Bournemouth
In the end, Tony Blair had nothing to fear but fear itself. As the Labour Party assembled for its annual conference here on Britain's Yiddish Riviera, the news looked grim. The final days of the Hutton Inquiry revealed that Blair had not only taken the country to war on the basis of "sexed-up" intelligence about the Iraqi threat, he had done so despite intelligence warnings that a war with Iraq might actually increase the danger of terrorist attacks. Leaks from the Iraq Survey Group made it clear that none of the weapons Blair cited in his speech to Parliament last year had been found. And in the Brent East by-election, where a safe Labour majority of 13,000 votes in the last election simply evaporated this September in the face of a Liberal Democrat challenger who emphasized her party's opposition to the war, the handwriting on the wall couldn't have been much plainer.
Yet the Tony Blair who spoke here barely even paid lip service to the damage done to his own--and his party's--credibility by the war. "I know many people are disappointed, hurt, angry," he told the delegates, but though Blair felt their pain, "I would take the same action again." Aside from a passing reference to "the whole murky trade in WMD," the closest Blair came to explaining why was an admission that "it's not so much American unilateralism I fear. It's isolation. It's walking away when we need to get America there engaged." Given the Prime Minister's perfunctory nods at climate change and his commitment to "staying with" American policy on the Middle East, Blair doesn't seem to expect his policy of constructive engagement with the Bush Administration to bear fruit anytime soon.
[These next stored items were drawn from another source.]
PR #197, opened 2025-04-22
Fix valueType and add more tests

asamuzaK:


domenic (commented):
This looks good to me.

However can you state more about what issue this is fixing at the jsdom level? Does it help with any of the tests added in https://github.com/jsdom/jsdom/pull/3871 ? Should we do a new release and roll jsdom soon?

asamuzaK:
For now, there's no point other than to increase test coverage.
There seems to be a lot of unnecessary processing in valueType(), so I wanted to write tests before working on it.

> Should we do a new release and roll jsdom soon?

I don't think we need to release the next version of cssstyle right now.
When do you plan to release the next jsdom?
I think it would be sufficient to release next cssstyle at that time.

PR #208, opened 2025-05-10
Organize files

### LINKED ISSUE #70: "webkit-*" vs "-webkit-*"
It seems there's a problem with the webkit prefixes (leading "-").
I think it should be ```-webkit-transform```, not ```webkit-transform```.

The following code shows the issue:

```
const
  cssstyle = require('cssstyle'),
  style = new cssstyle.CSSStyleDeclaration();

style.cssText = 'background-color: red; -webkit-transform: scale(2);'

// Be aware: Using "-webkit-transform" with leading "-"
console.log('background-color: ' + style.backgroundColor)  // working => "red"
console.log('-webkit-transform: ' + style.webkitTransform) // not working => "" <---------- !!!!


// Be aware: Using "webkit-transform" now, without leading "-"
style.cssText = 'background-color: green; webkit-transform: scale(3);'

console.log('background-color: ' + style.backgroundColor)  // working => "green"
console.log('webkit-transform: ' + style.webkitTransform) // working => "scale(3)"
```

### LINKED ISSUE #124: 'border' setter does not validate new value
Code:
```javascript
const { CSSStyleDeclaration } = require('cssstyle');

// NOTE: Throws exception
style.border = undefined;

// NOTE: Works fine
style.borderWidth = undefined;
```

Exception: 
```
TypeError: Cannot read property 'toString' of undefined
    at CSSStyleDeclaration.set [as border] (/Users/andrey.churkin/Documents/git/dx-grid-error/node_modules/cssstyle/lib/properties.js:419:11)
    at Object.<anonymous> (/Users/andrey.churkin/Documents/git/dx-grid-error/index_css.js:4:14)
    at Module._compile (internal/modules/cjs/loader.js:1075:30)
    at Object.Module._extensions..js (internal/modules/cjs/loader.js:1096:10)
    at Module.load (internal/modules/cjs/loader.js:940:32)
    at Function.Module._load (internal/modules/cjs/loader.js:781:14)
    at Function.executeUserEntryPoint [as runMain] (internal/modules/run_main.js:72:12)
    at internal/main/run_main_module.js:17:47
```

Look [here](https://github.com/jsdom/cssstyle/blob/master/lib/properties/border.js#L17).

### LINKED ISSUE #129: Value as is not converted to String

### LINKED ISSUE #200: [Meta] code quality
* [ ] #206
  * [ ] #201 
  * [ ] #207
* [ ] #202
* [ ] #205
* [ ] #203
* [ ] #204

### LINKED ISSUE #201: Move `parsers.shorthandGetter()`, `parsers.shorthandSetter()`, `parsers.implicitSetter()` and `parsers.subImplicitSetter()` to `CSSStyleDeclaration()`

### LINKED ISSUE #202: Remove `property.isValid()` or replace them to more effective function

### LINKED ISSUE #203: Get rid of `TYPES.NULL_OR_EMPTY_STRING` and `TYPES.UNDEFINED`

### LINKED ISSUE #204: Convert `var` to `const` and `let`

### LINKED ISSUE #205: Avoid returning undefined for falsy results

### LINKED ISSUE #206: Organe files and directories

### LINKED ISSUE #207: Camelize-related files into one

asamuzaK:
* Created `utils/camelize.js`
* Put generated files under `generated/`
* Switched to `const` and `let`
* Updated code style rules through prettier
* Added `@domenic/eslint-config` rules
* Updated CSSStyleDeclaration class to match the latest spec
  see https://drafts.csswg.org/cssom/#the-cssstyledeclaration-interface
  * `cssText` getter:
    * Returns empty string if computed flag is set
  * `cssText` setter:
    `removeProperty()`:
    `setProperty()`:
      * Throws if readonly flag is set
  * `parentRule()` getter:
    * Returns parent `CSSRule` if associated

  Note that the above flags and methods needs additional fixes on `jsdom` side
  * `item()`:
    * Throws if no argument given
      see also https://developer.mozilla.org/en-US/docs/Web/API/CSSStyleDeclaration/item
  * `-webkit-*` prefixed properties:
    * Adds Camel Cased and Pascal Cased properties, e.g.) `style['-webkit-foo']`, `style.webkitFoo` and `style.WebkitFoo` are added
* Rewritten `properties/*.js` files
  * Unified each file to export three functions: parser (`exports.parse`), validator (`exports.isValid`), and descriptor (`exports.definition`)
  * Removed deprecated `azimuth` and some deprecated `webkit` prefixed properties
    see also https://developer.mozilla.org/en-US/docs/Web/CSS/WebKit_Extensions
* Renamed test files -> *.test.js and added tests

Fixes #200, Fixes #201, Fixes #202, Fixes #203, Fixes #204, Fixes #205,
Fixes #206, Fixes #207, Fixes #70, Fixes #124, Fixes #129,
Fix jsdom issues: jsdom/jsdom#3878, jsdom/jsdom#3833
Also we can close #120, I think.


asamuzaK:
@domenic 
Almost ready.

Do you think we still need `webkitXXX.js` files under `./properties`?
Is it okay to remove them?

domenic:
I'm not sure I understand enough project architecture to know exactly what those files are currently doing.

We need to support this part of the spec: https://drafts.csswg.org/cssom/#the-cssstyledeclaration-interface:~:text=fontSize%20IDL%20attribute.-,For%20each%20CSS%20property%20property,exceptions%20thrown%20must%20be%20re%2Dthrown.,-For%20example%2C%20if . Do those files help with that?

lib/properties/bottom.js
```diff
@@ -1,14 +1,20 @@
...
-var parseMeasurement = require('../parsers').parseInheritingMeasurement;
+const parseMeasurement = require("../parsers").parseInheritingMeasurement;
 
 module.exports.definition = {
-  set: function (v) {
-    this._setProperty('bottom', parseMeasurement(v));
+  set(v) {
+    if (v === undefined) {
+      return;
+    }
```
domenic, line 9: My reading of the spec is that `undefined` should behave as the string `"undefined"`. In most cases this will fail to parse and thus do nothing, but in some cases it probably has an effect?

asamuzaK:
> I'm not sure I understand enough project architecture to know exactly what those files are currently doing.
> 
> We need to support this part of the spec: https://drafts.csswg.org/cssom/#the-cssstyledeclaration-interface:~:text=fontSize%20IDL%20attribute.-,For%20each%20CSS%20property%20property,exceptions%20thrown%20must%20be%20re%2Dthrown.,-For%20example%2C%20if . Do those files help with that?

Let's keep webkitFoo files for now.
I'll file new issue for that.

lib/properties/bottom.js
asamuzaK: Done

asamuzaK:
PR ready.

asamuzaK:
Back to draft.
I'll do one more work to fix #129

asamuzaK:
Sorry, found a bug.

asamuzaK:
It ended up being a fairly large fix, but shouldn't be a breaking change.
Please review.

asamuzaK:
> The only things I would like to request is more details on "Updated CSSStyleDeclaration class to match the latest spec" and "Rewritten properties/*.js files".

I think I can have them ready on Saturday, or at the latest by Sunday noon (JST), is that okay?

> Port the tests to web platform tests format, but write them in a way that they can be run with a small wrapper like https://github.com/jsdom/whatwg-url/blob/414f17a3459b0872baee7a2b77e23953b8a5ccd9/test/web-platform.js#L159-L188 .

Interesting.
I'll take a look at it later.

PR #215, opened 2025-06-08
fix background-* spelling

### LINKED ISSUE #214: Background properites misnamed as "backgound" (missing the 'r')
See: https://github.com/jsdom/cssstyle/blob/7ed8c6cf29bd1fcf53af19cc5726a950b7950e30/lib/properties/backgroundColor.js#L25

I suspect this may have been copy-pasted into other background properties.

fshowalter:
Closes #214

### DIFF
--- a/lib/properties/backgroundAttachment.js
+++ b/lib/properties/backgroundAttachment.js
@@ -19,7 +19,7 @@ module.exports.definition = {
     v = parsers.prepareValue(v, this._global);
     if (parsers.hasVarFunc(v)) {
       this._setProperty("background", "");
-      this._setProperty("backgound-attachemnt", v);
+      this._setProperty("background-attachemnt", v);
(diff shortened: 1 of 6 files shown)


asamuzaK:
Thanks for the catch.
Please add regression test at the end of `test/CSSDeclaration.test.js`:
``` js
describe("regression test for https://github.com/jsdom/cssstyle/issues/214", () => {
  it("should return value for each property", () => {
    const key = "background-color";
    const camel = "backgroundColor";
    const value = "var(--foo)";
    style[key] = value;
    assert.strictEqual(style[key], value);
    style[key] = null;
    style[camel] = value;
    assert.strictEqual(style[camel], value);
  });
});
```

fshowalter:
Done.

domenic (approved):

What Blair does expect, with a certainty that would be unpardonably arrogant were there any realistic prospect of disappointment, is "a full third term" in power. As he reminded the delegates, Blair is the first Labour Prime Minister ever to reach six and a half continuous years in office. Describing past Labour government as "a spasmodic interval punctuating otherwise unbroken Conservative rule," Blair warned that he is in no mood for self-criticism: "I can only go one way. I've not got a reverse gear." The terms of Blair's bargain couldn't be plainer: Stick with me, and you will remain in power through the end of the decade, or take your chances without me. Only a day earlier Gordon Brown, Chancellor of the Exchequer and the only plausible rival for party leadership, delivered a rousing call for a return to old-time "Labour values," which prompted a two-minute standing ovation. Blair's insistence on his own values, his defiant claim that "New Labour for me was never a departure from belief," kept them clapping for seven minutes.